= Ai Chi =

Ai Chi is a form of aquatic exercise used for recreation, relaxation, fitness, and physical rehabilitation. Clinical Ai Chi is distinguished as a specialized, active form of aquatic therapy. In essence, Ai Chi uses breathing techniques and progressive resistance training in water to relax and strengthen the body, based on elements of qigong and tai chi.

== Overview ==

Ai Chi is a total body relaxation and strengthening progression used for aquatic therapy. This aquatic technique is characterized by slow movement coordinated with deep breathing, based on elements of qigong and tai chi.

Ai Chi was developed in 1993 by Jun Konno (Aquadynamics Institute, Yokohama, Japan) as an exercise to prepare for Watsu. The term Clinical Ai Chi distinguishes a more specialized form used for specific therapeutic applications.

== Technique ==
Typically, Ai Chi is practiced standing in shoulder-depth water in group classes, one-on-one therapy sessions, or individually. Initially, Ai Chi focuses on deep breathing patterns. Simple breathing techniques are then combined with gentle movement in a progression from the upper extremities, trunk, lower extremities, and finally to involvement of the full torso, with a gradual narrowing of the base of support. Movement is slow and continuous, with attention to body alignment, and accompanied by deep diaphragmatic breathing and a calm meditative state of mind. Mental focus is on flowing movement, proper body alignment, and coordinated breathing, and can also involve attention to philosophical or aesthetic concepts.

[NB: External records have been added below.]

PR #44, opened 2018-11-30
CodeReview of 8 from 15

PietroPrandini:
From the code I've written, for this code review I've chosen to propose to you only the TextExtractor.java because it has a core functionality for the app.
There are many comments and links for supporting the review.
I hope you can review easily this code, if not, I'm here.
Have a good review.

### DIFF
--- a/app/src/main/java/unipd/se18/ocrcamera/TextExtractor.java
+++ b/app/src/main/java/unipd/se18/ocrcamera/TextExtractor.java
@@ -1,0 +1,240 @@
+package unipd.se18.ocrcamera;
+
+import android.graphics.Bitmap;
+import android.util.Log;
+import com.google.android.gms.tasks.OnSuccessListener;
+import com.google.android.gms.tasks.Task;
+import com.google.firebase.ml.vision.FirebaseVision;
+import com.google.firebase.ml.vision.common.FirebaseVisionImage;
+import com.google.firebase.ml.vision.text.FirebaseVisionText;
+import com.google.firebase.ml.vision.text.FirebaseVisionTextRecognizer;
+
+import java.util.ArrayList;
+import java.util.Collections;
+import java.util.Comparator;
+import java.util.List;
+import java.util.Objects;
+import java.util.concurrent.CountDownLatch;
+
+/**
+ * Class that implements the common OCR interface for retrieving text from a Bitmap image.
+ * This class uses ml-kit provided by Firebase.
+ * More details at: {@link FirebaseVisionText}.
+ * @see <a href="https://firebase.google.com/docs/ml-kit/android/recognize-text">
+ *     ml-kit, recognize text</a>
+ * @author Pietro Prandini (g2)
+ */
+public class TextExtractor implements OCRInterface {
+    /**
+     * String used for the logs of this class.
+     */
+    private final String TAG = "TextExtractor";
+
+    /*
+    The next four int are used for recognizing the position of the FirebaseVisionText Objects.
+    They could be useful for sorting the blocks or for an automatic recognition
+    of the ingredients text block.
+     */
+
+    /**
+     * Index of the point on the top-left position.
+     * More details at:
+     * {@link FirebaseVisionText.TextBlock#getCornerPoints()},
+     * {@link FirebaseVisionText.Line#getCornerPoints()}
+     * or {@link FirebaseVisionText.Element#getCornerPoints()}.
+     */
+    private final int TOP_LEFT = 0;
+
+    /**
+     * Index of the point on the top-right position.
+     * More details at:
+     * {@link FirebaseVisionText.TextBlock#getCornerPoints()},
+     * {@link FirebaseVisionText.Line#getCornerPoints()}
+     * or {@link FirebaseVisionText.Element#getCornerPoints()}.
+     */
+    private final int TOP_RIGHT = 1;
+
+    /**
+     * Index of the point on the bottom-left position
+     * More details at:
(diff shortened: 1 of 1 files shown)


app/src/main/java/unipd/se18/ocrcamera/TextExtractor.java
```diff
@@ -0,0 +1,240 @@
...
+                                + "----- END OF THE RECOGNIZED TEXT -----");
+                        // Extraction ended - Analogous to signal
+                        extraction.countDown(); // Luca Moroldo (g3)
+                    }
+                });
+        // Waits until the extraction ends
+        if (!firebaseVisionTextTask.isSuccessful()) {
+            try {
+                // Analogous to wait
+                extraction.await(); // Luca Moroldo (g3)
```
stefanoromanello, line 135: With this you are waiting that the CountDownLatch reaches 0 and then the code can continue. The problem is that I don't see a way to identify if firebase gets an error.
The solution could be this:

```
Task<FirebaseVisionText> firebaseVisionTextTask = textRecognizer.processImage(firebaseVisionImage).addOnSuccessListener(new OnSuccessListener<FirebaseVisionText>() {
            @Override
            public void onSuccess(FirebaseVisionText firebaseVisionText) { Log.v(TAG, methodTag + "onSuccess ->\n" 
                    + "-----      RECOGNIZED TEXT       -----"
                    + "\n" + firebaseVisionText.getText() + "\n"
                    + "----- END OF THE RECOGNIZED TEXT -----");
                    // Extraction ended - Analogous to signal
                    extraction.countDown(); // Luca Moroldo (g3)
                }
        }).addOnFailureListener(new OnFailureListener() {
            @Override
            public void onFailure(@NonNull Exception e) {
                      //MANAGE FAILURE
                     extraction.countDown();
                }
        });
```

app/src/main/java/unipd/se18/ocrcamera/TextExtractor.java
```diff
@@ -0,0 +1,240 @@
...
+     * Sorts the blocks recognized
+     * More details at: {@link FirebaseVisionText.TextBlock#getTextBlocks()}.
+     * @param OCRResult FirebaseVisionText object produced by an OCR recognition
+     * @return An ArrayList of FirebaseVisionText sorted
+     * @author Pietro Prandini (g2)
+     */
+    private ArrayList<FirebaseVisionText.TextBlock> sortBlocks(FirebaseVisionText OCRResult) {
+        ArrayList<FirebaseVisionText.TextBlock> OCRBlocks =
+                new ArrayList<>(OCRResult.getTextBlocks());
+        OCRBlocks = sortBlocksY(OCRBlocks);
```
stefanoromanello, line 192: Why did you split these 2 methods? For me they are not complicated to be splitted.

app/src/main/java/unipd/se18/ocrcamera/TextExtractor.java
```diff
@@ -0,0 +1,240 @@
...
+    private final int TOP_LEFT = 0;
+
+    /**
+     * Index of the point on the top-right position.
+     * More details at:
+     * {@link FirebaseVisionText.TextBlock#getCornerPoints()},
+     * {@link FirebaseVisionText.Line#getCornerPoints()}
+     * or {@link FirebaseVisionText.Element#getCornerPoints()}.
+     */
+    private final int TOP_RIGHT = 1;
```
stefanoromanello: I suggest to delete these variables that are not used and relative comments for a better clean code

app/src/main/java/unipd/se18/ocrcamera/TextExtractor.java
PrandiniUniPD: Thanks a lot, I'll add it!

app/src/main/java/unipd/se18/ocrcamera/TextExtractor.java
PrandiniUniPD: I've split this method because the method for sorting could be change or basically in the near future could be useful sorting the blocks from left to right and not only from top to bottom.
So you suggest anyway to merge the methods or to left the methods split?
Thanks in advance.

stefanoromanello: Oh ok, no its fine. This is reasonable solution for the future

app/src/main/java/unipd/se18/ocrcamera/TextExtractor.java
PrandiniUniPD: Thanks, I've left these variables for the near future about sorting blocks or recognizing the block of the ingredients. Could I remove eventually some comments?

app/src/main/java/unipd/se18/ocrcamera/TextExtractor.java
PrandiniUniPD: Thanks for reviewing.

app/src/main/java/unipd/se18/ocrcamera/TextExtractor.java
stefanoromanello: Yes, maybe you can group the comments into one like
> These variables are used for sorting the blocks. 

And if needed you can add more comments in the future methods

PrandiniUniPD: Ok, thanks, I'll push a commit with the requested changes soon.

PrandiniUniPD:
Now is it good?

PrandiniUniPD:
@stefanoromanello has said me that it's ok directly, so I'll close this pull request.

Ai Chi consists of 19 movements or katas, performed while breathing at a rate of about 14-16 breaths per minute. The first six arm movements are based on qigong, with a relatively static and symmetrical body posture. The subsequent movements are based on tai chi, with continuous shifting of the center of gravity. The progression moves through a series of "regulatory conditions" of increasing difficulty, from static to dynamic, symmetrical to rotatory and asymmetrical movement, and visual to non-visual (vestibular) control.